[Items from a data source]
[Start of section]

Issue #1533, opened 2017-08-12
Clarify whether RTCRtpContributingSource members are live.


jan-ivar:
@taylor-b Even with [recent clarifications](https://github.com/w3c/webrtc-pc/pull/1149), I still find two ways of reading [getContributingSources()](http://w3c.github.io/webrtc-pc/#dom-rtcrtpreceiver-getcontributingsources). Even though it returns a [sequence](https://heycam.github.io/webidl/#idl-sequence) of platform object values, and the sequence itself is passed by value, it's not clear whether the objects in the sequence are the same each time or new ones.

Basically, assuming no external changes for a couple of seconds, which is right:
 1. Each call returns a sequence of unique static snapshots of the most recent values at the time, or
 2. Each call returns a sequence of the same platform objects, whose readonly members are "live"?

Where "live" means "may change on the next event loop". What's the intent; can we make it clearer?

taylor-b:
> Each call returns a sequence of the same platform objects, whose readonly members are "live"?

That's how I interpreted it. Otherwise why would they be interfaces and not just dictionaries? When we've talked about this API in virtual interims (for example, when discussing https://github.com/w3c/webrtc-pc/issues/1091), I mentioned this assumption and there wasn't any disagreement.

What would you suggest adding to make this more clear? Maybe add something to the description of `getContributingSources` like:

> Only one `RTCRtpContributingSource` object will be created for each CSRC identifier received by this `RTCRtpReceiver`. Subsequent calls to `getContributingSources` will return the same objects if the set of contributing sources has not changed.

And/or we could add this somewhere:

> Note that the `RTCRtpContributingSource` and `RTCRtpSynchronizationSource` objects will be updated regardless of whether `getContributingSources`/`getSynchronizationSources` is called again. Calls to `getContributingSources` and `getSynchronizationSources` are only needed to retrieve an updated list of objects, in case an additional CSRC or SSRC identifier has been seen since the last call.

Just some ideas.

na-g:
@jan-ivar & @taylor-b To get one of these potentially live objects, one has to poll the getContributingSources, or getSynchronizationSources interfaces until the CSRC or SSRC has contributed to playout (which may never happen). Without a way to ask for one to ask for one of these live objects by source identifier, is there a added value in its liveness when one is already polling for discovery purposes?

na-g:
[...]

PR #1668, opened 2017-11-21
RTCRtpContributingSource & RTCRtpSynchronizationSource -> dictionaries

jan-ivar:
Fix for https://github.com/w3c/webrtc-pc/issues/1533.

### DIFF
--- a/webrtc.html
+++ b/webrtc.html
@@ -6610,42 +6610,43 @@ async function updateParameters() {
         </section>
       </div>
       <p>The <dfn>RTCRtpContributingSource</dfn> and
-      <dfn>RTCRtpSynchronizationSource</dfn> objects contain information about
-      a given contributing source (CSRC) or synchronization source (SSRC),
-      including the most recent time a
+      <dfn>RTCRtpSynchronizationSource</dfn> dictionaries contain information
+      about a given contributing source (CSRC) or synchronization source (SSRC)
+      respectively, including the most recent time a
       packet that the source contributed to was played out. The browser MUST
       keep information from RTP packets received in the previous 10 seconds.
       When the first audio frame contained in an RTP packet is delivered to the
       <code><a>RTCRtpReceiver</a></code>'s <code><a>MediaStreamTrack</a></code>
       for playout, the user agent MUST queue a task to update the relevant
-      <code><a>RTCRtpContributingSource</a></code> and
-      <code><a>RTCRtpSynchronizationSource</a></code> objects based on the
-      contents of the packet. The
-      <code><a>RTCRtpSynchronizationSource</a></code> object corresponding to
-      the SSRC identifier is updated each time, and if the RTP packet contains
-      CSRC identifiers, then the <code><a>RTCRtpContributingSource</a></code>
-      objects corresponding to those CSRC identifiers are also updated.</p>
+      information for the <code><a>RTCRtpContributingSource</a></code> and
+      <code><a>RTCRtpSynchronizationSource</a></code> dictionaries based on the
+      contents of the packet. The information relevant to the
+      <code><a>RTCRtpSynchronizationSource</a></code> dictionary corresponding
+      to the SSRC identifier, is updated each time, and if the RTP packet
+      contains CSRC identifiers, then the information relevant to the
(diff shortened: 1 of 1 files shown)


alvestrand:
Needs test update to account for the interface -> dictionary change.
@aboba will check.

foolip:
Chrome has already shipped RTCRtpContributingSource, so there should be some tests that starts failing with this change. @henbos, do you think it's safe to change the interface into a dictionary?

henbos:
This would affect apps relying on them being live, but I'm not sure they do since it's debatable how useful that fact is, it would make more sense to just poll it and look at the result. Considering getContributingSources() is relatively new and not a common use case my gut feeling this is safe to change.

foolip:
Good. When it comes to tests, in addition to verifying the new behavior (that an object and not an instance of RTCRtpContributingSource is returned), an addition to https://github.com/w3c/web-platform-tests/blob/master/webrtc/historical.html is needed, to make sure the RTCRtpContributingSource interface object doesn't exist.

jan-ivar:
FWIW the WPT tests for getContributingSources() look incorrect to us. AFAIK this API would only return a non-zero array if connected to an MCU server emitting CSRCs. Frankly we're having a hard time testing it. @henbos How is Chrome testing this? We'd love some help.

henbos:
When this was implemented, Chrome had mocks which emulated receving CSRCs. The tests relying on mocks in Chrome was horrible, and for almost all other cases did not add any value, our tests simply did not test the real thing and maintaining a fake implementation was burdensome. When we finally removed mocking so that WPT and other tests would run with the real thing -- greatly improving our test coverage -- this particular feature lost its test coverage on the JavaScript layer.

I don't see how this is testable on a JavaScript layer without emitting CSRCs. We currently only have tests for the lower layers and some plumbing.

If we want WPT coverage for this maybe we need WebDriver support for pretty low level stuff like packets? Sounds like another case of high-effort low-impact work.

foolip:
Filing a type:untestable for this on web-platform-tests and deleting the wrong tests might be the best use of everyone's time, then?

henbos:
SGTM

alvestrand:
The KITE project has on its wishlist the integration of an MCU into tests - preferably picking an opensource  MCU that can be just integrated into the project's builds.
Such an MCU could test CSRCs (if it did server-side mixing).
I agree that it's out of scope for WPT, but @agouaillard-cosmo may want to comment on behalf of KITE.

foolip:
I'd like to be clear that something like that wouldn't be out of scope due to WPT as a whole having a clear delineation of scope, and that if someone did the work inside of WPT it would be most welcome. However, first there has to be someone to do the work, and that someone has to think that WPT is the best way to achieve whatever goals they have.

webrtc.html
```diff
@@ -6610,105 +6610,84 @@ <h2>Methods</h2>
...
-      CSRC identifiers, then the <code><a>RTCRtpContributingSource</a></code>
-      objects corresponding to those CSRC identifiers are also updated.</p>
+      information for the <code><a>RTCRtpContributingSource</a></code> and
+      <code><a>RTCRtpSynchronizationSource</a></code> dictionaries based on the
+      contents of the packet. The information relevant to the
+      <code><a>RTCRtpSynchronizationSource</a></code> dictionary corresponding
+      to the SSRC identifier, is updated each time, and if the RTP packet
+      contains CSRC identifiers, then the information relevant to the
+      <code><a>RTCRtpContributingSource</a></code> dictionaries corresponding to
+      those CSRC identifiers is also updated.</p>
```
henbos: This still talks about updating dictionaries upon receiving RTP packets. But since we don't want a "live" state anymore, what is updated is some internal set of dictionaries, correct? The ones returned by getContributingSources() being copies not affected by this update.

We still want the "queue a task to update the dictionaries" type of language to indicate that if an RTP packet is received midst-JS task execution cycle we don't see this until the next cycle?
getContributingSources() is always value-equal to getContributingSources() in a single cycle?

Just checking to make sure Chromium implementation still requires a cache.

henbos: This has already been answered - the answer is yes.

[End of section]

▸ **YOUR TASK**: Among the lines above, which hold the word "recent"? Report each one.

▸ **RESPONSE AREA**:
@taylor-b Even with [recent clarifications](https://github.com/w3c/webrtc-pc/pull/1149), I still find two ways of reading [getContributingSources()](http://w3c.github.io/webrtc-pc/#dom-rtcrtpreceiver-getcontributingsources). Even though it returns a [sequence](https://heycam.github.io/webidl/#idl-sequence) of platform object values, and the sequence itself is passed by value, it's not clear whether the objects in the sequence are the same each time or new ones.
 1. Each call returns a sequence of unique static snapshots of the most recent values at the time, or
-      including the most recent time a
+      respectively, including the most recent time a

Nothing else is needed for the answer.